How are you supposed to live with this job? he wondered, as he flipped open the lid of the pizza box and scrolled through the channel guide on his digital cable with his other hand. He had the sound down and flashed through the images quickly: a guy pulling a huge marlin from crystal green waters, a woman crying by a fireplace looking beautiful and sad; a couple kissing.

Homicide, okay. The deed was done; your job was to find the perpetrator and bring justice. But Missing Persons, you had to find people who have dropped away from their lives. There was a terrible urgency at first and then when those intense thirty-six hours passed, slowly people moved away from it. When people started to get the sense that a person has fallen through one of the cracks in the universe, that when news does come, it will be bad, they start to distance themselves. Even cops did this, the good ones anyway, the effective ones. The sane ones. It probably helped if you had kids or something else important going on in your life. Those guys were able to keep the ones that never got found off the list of things that they thought about in bed at night. He hadn’t been able to do that. Not with Lily. He thought about her all the time, even when he was thinking about Rosario Mendez.

He flipped off the television and walked to the kitchen where he popped the lid off a Corona. There were two plates of dinner in the refrigerator for him and a note on the Formica table in the kitchen. “Eat!” it read. “Love, Mom!” He felt guilty for bringing home the pizza. She’d see the box when she came in to clean and her feelings would be hurt. He’d have to remember to take it out to the garbage can on the side of the house before he left in the morning.

He walked through his house and upstairs without turning on the lights. His row house was spotlessly clean, not a speck of dust on the used furniture collected from his brother, his parents, his cousins. The only things he’d bought himself were the big-screen television in the living room that sat in front of a blue velour couch that had once belonged to one of his aunts, and the new desktop computer that sat on the old wood desk in the spare room upstairs, the desk on which, as a kid, he’d done his math homework. Up in his bedroom, he knew he’d find his laundry in neat piles on his bed, his shirts pressed and hanging in the closet.

Upstairs, he set the Corona on the desk, booted up the computer, and opened Lily’s file again. Maybe it was the fiftieth or the one-hundredth time he’d been through it.
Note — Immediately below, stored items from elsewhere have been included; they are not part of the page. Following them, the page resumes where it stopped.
PR #3219, opened 2023-09-15
refactor: collect common bria handler errors into functions

vindard:
### Description

Collected some common error handling into functions so that we don't mistakenly miss handling a particular error (e.g. #3178) that can freeze the queue.

### DIFF
--- a/src/servers/event-handlers/bria.ts
+++ b/src/servers/event-handlers/bria.ts
@@ -68,17 +68,7 @@ export const utxoDetectedEventHandler = async ({
   event: UtxoDetected
 }): Promise<true | DomainError> => {
   const res = await Wallets.addPendingTransaction(event)
-  if (res instanceof AmountLessThanFeeError) {
-    return true
-  }
-  if (res instanceof LessThanDustThresholdError) {
-    return true
-  }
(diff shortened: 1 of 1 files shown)


src/servers/event-handlers/bria.ts
```diff
@@ -160,6 +132,24 @@ export const payoutSettledEventHandler = async ({
   event: PayoutSettled
 }): Promise<true | ApplicationError> => {
   const res = await Wallets.settlePayout(event.id)
+  return handlePayoutHandlerResult(res)
+}
+
+const handleIncomingUtxoHandlerResult = (res: true | ApplicationError) => {
```
bodymindarts, line 138: I think we discussed one time this distinction actually belongs in the use case - not in the top level handler.

bodymindarts (approved):

src/servers/event-handlers/bria.ts
vindard: > I think we discussed one time this distinction actually belongs in the use case - not in the top level handler.

Yea true. I think I'll close this one for now then and tackle that as a separate thing the next time it comes up. Don't want to further normalize this sort of handling here.

vindard:
Closing in favour of handling these errors within the use-cases instead

PR #3222, opened 2023-09-15
chore: optionally pass a deviceToken argument when logging out

### LINKED ISSUE #1388: Notification tokens
It seems like when a user logs out and back in to the mobile app, we store a new token without deleting the old one and that causes the app to notify the user multiple times (for the daily balance, for example)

But he had new information now, information about The New Day, thanks to Lydia Strong. Maybe there was something he’d missed before. Maybe.
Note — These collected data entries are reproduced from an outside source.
PR #3241, opened 2023-09-19
fix: usd onchain incoming pending balance gql query

vindard:
Merge after #3225


vindard:
Having some issues changing the target branch for merge here

PR #3250, opened 2023-09-20
refactor: use relative path for envrc.secrets

krtk6160:


krtk6160:
No longer necessary following #3249

PR #3255, opened 2023-09-21
chore: more debugging for transient_payload

nicolasburtey:


src/servers/event-handlers/kratos.ts
```diff
@@ -31,11 +32,11 @@ kratosCallback.post(
     fn: async (req: express.Request, res: express.Response) => {
       const secret = req.headers.authorization
       const body = req.body
-      addAttributesToCurrentSpan({
```
nicolasburtey, line 34: for some reasons, this span does show up

nicolasburtey: maybe because `addAttributesToCurrentSpan` inside `wrapAsyncToRunInSpan` ? haven't tried to debug it too much

PR #3277, opened 2023-09-28
chore: remove legacy volume types

vindard:


src/services/ledger/volume.ts
```diff
@@ -39,99 +39,100 @@ export const TxnGroups = {
   allTxBaseVolumeSince: Object.values(LedgerTransactionType),
 } as const
 
-const volumeFn =
-  (txnGroup: TxnGroup): GetVolumeSinceFn =>
-  async (args) =>
-    txVolumeSince({ ...args, txnGroup })
+const TxVolumeAmountSinceFactory = () => {
```
dolcalmi, line 42: should we use an interface? not a blocker

dolcalmi (approved):

bodymindarts (approved):

PR #3282, opened 2023-09-30
feat: add new usd-invoice-sats-denominated mutation

vindard:


src/app/wallets/add-invoice-for-wallet.ts
```diff
@@ -208,6 +261,7 @@ const addInvoice = async ({
   const dealer = DealerPriceService()
   const walletInvoiceBuilder = WalletInvoiceBuilder({
     dealerBtcFromUsd: dealer.getSatsFromCentsForFutureBuy,
+    dealerUsdFromBtc: dealer.getCentsFromSatsForFutureBuy,
```
vindard, line 264: **This is a critical addition here**

Is this the right dealer method to do the conversion without introducing new 1-cent attacks?

src/domain/wallet-invoices/wallet-invoice-builder.ts
```diff
@@ -72,22 +70,45 @@ export const WIBWithRecipient = (state: WIBWithRecipientState): WIBWithRecipient
...
+        })
+      }
+
+      const btcAmount = amount as BtcPaymentAmount
+      const usdAmount = await state.dealerUsdFromBtc(btcAmount)
       if (usdAmount instanceof Error) return usdAmount
-      const btcAmount = await state.dealerBtcFromUsd(usdAmount)
-      if (btcAmount instanceof Error) return btcAmount
-
+      if (usdAmount.amount === 0n) {
```
vindard, line 90: We will need to refactor the WalletInvoiceBuilder to be able to switch to the recipient's BTC wallet in this instance, like we did with our payment-flow-builder objects (can be done in a follow-up PR)

bodymindarts (approved):

PR #3288, opened 2023-10-01
chore: converting consent to nextjs

siddhart1o1:


apps/consent-next.js/app/consent/page.tsx
```diff
@@ -0,0 +1,208 @@
...
+  "use server";
+  const consent_challenge = form.get("consent_challenge");
+  const submitValue = form.get("submit");
+  const remember = form.get("remember") === "1";
+  const grantScope = form
+    .getAll("grant_scope")
+    .map((value) => value.toString());
+  // TODO add check from email code.
+
+  if (typeof consent_challenge === "string" && consent_challenge) {
```
nicolasburtey, line 20: I think the if should testing the negative here and return an error if not valid

This would make the code cleaner as it would:
- return an error if condition is not true (we don't do anything here)
- avoid indenting the rest of the function. This makes it easier to reason about

apps/consent-next.js/app/logout/page.tsx
```diff
@@ -0,0 +1,76 @@
...
+        logoutChallenge: logout_challenge,
+      });
+      redirect("https://www.blink.sh/");
+    }
+    const response = await hydraClient.acceptOAuth2LogoutRequest({
+      logoutChallenge: logout_challenge,
+    });
+    redirect(String(response.data.redirect_to));
+  }
+};
```
nicolasburtey, line 31: Should return an error otherwise

PR #3292, opened 2023-10-02
chore: removing legacy login admin panel

nicolasburtey:


core/api/src/app/accounts/mark-account-for-deletion.ts
```diff
@@ -8,11 +8,11 @@ import { addEventToCurrentSpan } from "@/services/tracing"
 export const markAccountForDeletion = async ({
   accountId,
   cancelIfPositiveBalance = false,
-  updatedByUserId,
+  updatedByAuditorId,
```
nicolasburtey, line 11:
```suggestion
  updatedByPriviledgedClientId,
```

bodymindarts (approved):

PR #3294, opened 2023-10-02
feat: basic support for buck2

bodymindarts:


toolchains/simple-pnpm/macros.bzl
```diff
@@ -0,0 +1,103 @@
...
+        "_simple_pnpm_toolchain": attrs.toolchain_dep(
+            default = "toolchains//:simple_pnpm",
+            providers = [SimplePnpmToolchainInfo],
+        ),
+    },
+)
+
+def npm_bin(
+        visibility = ["PUBLIC"],
+        node_modules = ":node_modules",
```
bodymindarts, line 97: @vindard 

I have found a legit reason to have a macro wrapper. In the `attrss ={}` section above you can only specify a `default` target as a dependency that has an aboslute path (like `toolchain//:simple_pnpm`) not a relative one (like `:node_modules` which is in the same CELL).

Still no need to have completely other file just for this IMO.

PR #4271, opened 2024-04-07
Auto-set display currency for level 1 users based on phone number prefix

### LINKED ISSUE #4252: Auto-set display currency for level 1 user based on phone number prefix
Currently, display currency defaults to USD for all users. 

It would be better if app auto-set display currency based on phone number prefix

Example: 
New user with +90 (Turkey) creates new account  -> display currency is set to TRY
New user with +49 (Germany) creates new account  -> display currency is set to EUR
etc.

Prakhar-Agarwal-byte:
Fixes #4252 

Matches the `countryCode` in `phoneMetadata` received from Twilio with currency using [country-to-currency](https://www.npmjs.com/package/country-to-currency) package and then updates the default display currency for the new user

### DIFF
--- a/core/api/src/app/accounts/create-account.ts
+++ b/core/api/src/app/accounts/create-account.ts
@@ -9,14 +9,18 @@ import {
   WalletsRepository,
 } from "@/services/mongoose"
 
+import countryToCurrency, { Currencies, Countries } from "country-to-currency"
+
 const initializeCreatedAccount = async ({
   account,
   config,
   phone,
+  phoneMetadata,
 }: {
   account: Account
   config: AccountsConfig
   phone?: PhoneNumber
+  phoneMetadata?: PhoneMetadata
 }): Promise<Account | ApplicationError> => {
   const walletsEnabledConfig = config.initialWallets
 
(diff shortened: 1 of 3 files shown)


core/api/src/app/accounts/create-account.ts
```diff
@@ -51,6 +55,11 @@ const initializeCreatedAccount = async ({
   account.statusHistory = [{ status: config.initialStatus, comment: "Initial Status" }]
   account.level = config.initialLevel
 
+  // Set display currency to match phone numbers country code
+  const countryCode = (phoneMetadata?.countryCode || "US") as Countries
+  const currency = countryToCurrency[countryCode]
+  account.displayCurrency = currency as DisplayCurrency
```
dolcalmi, line 61: we need to validate against our list of currencies (we dont support all the currencies)

dolcalmi (changes requested):

vindard:
@Prakhar-Agarwal-byte thanks for the contribution! I just updated the branch to remove some merge conflicts. Will you be continuing with this PR? There's some feedback from @dolcalmi to address

vindard:
Closing in favour of a different approach we took to tackle this in #4309 and https://github.com/GaloyMoney/price/pull/67

PR #4277, opened 2024-04-09
fix(core): add account deletion limit validation

dolcalmi:


core/api/src/app/accounts/mark-account-for-deletion.ts
```diff
@@ -43,11 +49,20 @@ export const markAccountForDeletion = async ({
...
   const user = await usersRepo.findById(kratosUserId)
   if (user instanceof Error) return user
 
+  const deletedPhones: PhoneNumber[] = user.phone ? [user.phone] : []
+  if (user.deletedPhones) {
+    deletedPhones.push(...user.deletedPhones)
+  }
+  const usersByPhones = await usersRepo.findByDeletedPhones(deletedPhones)
+  if (usersByPhones instanceof Error) return usersByPhones
+  if (usersByPhones.length >= maxDeletions) return new InvalidAccountForDeletionError()
```
nicolasburtey, line 64:
```suggestion
  if (usersByPhones.length > maxDeletions) return new InvalidAccountForDeletionError()
```

I think like this, with `maxDeletions === 2` would be more understandable that it's only possible to delete an account 2 times with the same phone number

dolcalmi: I changed to 2 the default value but if I change validation to use `>` instead of `>=` a user will be able to delete the account 3 times

nicolasburtey (approved):

PR #4289, opened 2024-04-14
feat: using vector store for improving knowledge base

nicolasburtey:


core/api/src/services/openai/assistant.ts
```diff
@@ -4,6 +4,9 @@ import { env } from "@/config/env"
 import { sleep } from "@/utils"
 import { UnknownDomainError } from "@/domain/shared"
 import { UnknownChatAssistantError } from "@/domain/support/errors"
+import assert from "assert"
+import { textToVector } from "./embeddings"
+import { retrieveEmbeddings } from "../pinecone"
```
nicolasburtey, line 9: is this fine?

core/api/src/services/pinecone/index.ts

It took Jesamyn exactly one evening with Dylan to remember why they weren’t married anymore.

The three of them had shared a pepperoni pizza and then piled into Jesamyn’s Explorer, heading up to her apartment. They were all light, laughing, joking around like a normal, happy family. Once strapped into the backseat, Benjamin was asleep in under ten, emitting a funny little snore that had Dylan and Jesamyn giggling quietly.